Third Harmonic Upconverted Full-Stokes Imaging with High-Efficiency Germanium Metasurface from MWIR to SWIR

TL;DR

This paper demonstrates a highly efficient Germanium metasurface capable of third harmonic generation for upconverted full-Stokes imaging from MWIR to SWIR, enabling advanced thermal imaging and target recognition.

Contribution

It introduces the first metasurface design for upconverted full-Stokes imaging, achieving high THG efficiency and polarization analysis in the MWIR to SWIR range.

Findings

Achieved up to 1.05x10^-1% THG efficiency for linearly polarized light.

Demonstrated polarization-dependent TH diffraction and harmonic generation.
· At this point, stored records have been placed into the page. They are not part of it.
PR #72, opened 2019-08-13
Further changes for the cut paper: mostly about adding the parametric bound cut and debugging intersection cuts 

SaTahernejad:


SaTahernejad:
I cannot understand why there are conflicts. You have not changed any of the files that I have changed.

PR #75, opened 2019-12-05
For merge stochastic

SaTahernejad:


tkralphs:
@SaTahernejad Can you take a look at these conflicts?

Enabled potential for high-resolution thermal imaging and infrared target recognition.

Abstract

Dielectric resonant metasurfaces can be utilized for efficient high harmonic generation, which has been explored here in this effort for a high-efficient Germanium metasurface for upconverted full-Stokes imaging at 1.33-micron wavelength by the third harmonic generation (THG) from the 4-micron fundamental wavelength. The internal TH conversion efficiency for the Ge film is about 1x10-5 % to 5.6x10-3 % and for the Ge-metasurface 1.5x10-4 % to 1.05x10-1 % for linearly polarized (LP) incidence, and 1.3x10-4 % to 6.1x10-2 % for circularly polarized (CP) incidence, for the optical intensity range 0.47 GW/cm2 to 16.8 GW/cm2 respectively. The effect of the Ge film height variation has been discussed and compared with transmission line theory for the nonlinear medium. The metasurface design pitch is suitably tuned for the anisotropic cross-triangles nanoantenna for analyzing the polarization states of the fundamental beam simultaneously. The effect of source intensity on TH conversion among the LP and CP states, flipping the nonlinear diffraction orders and incipient of new harmonics with intensity dependence and design limitations, has also been addressed. To my knowledge, with this type of metasurface design, this is the first approach for upconverted full-Stokes imaging. The benefit will be upconverted polarimetry of MWIR at SWIR, where uncooled efficient detectors are available for high-resolution thermal imaging. This efficient Ge-metasurface is exempt from TH transmission loss due to the size effect of assigning a phase gradient for polarization-dependent TH diffraction order generation and orthogonal transmission disparity. Integration of this type of metasurface for infrared image upconversion will open new possibilities for intense heat signature identification, especially for target recognition in next-generation infrared homing devices in surveillance and missile defense systems.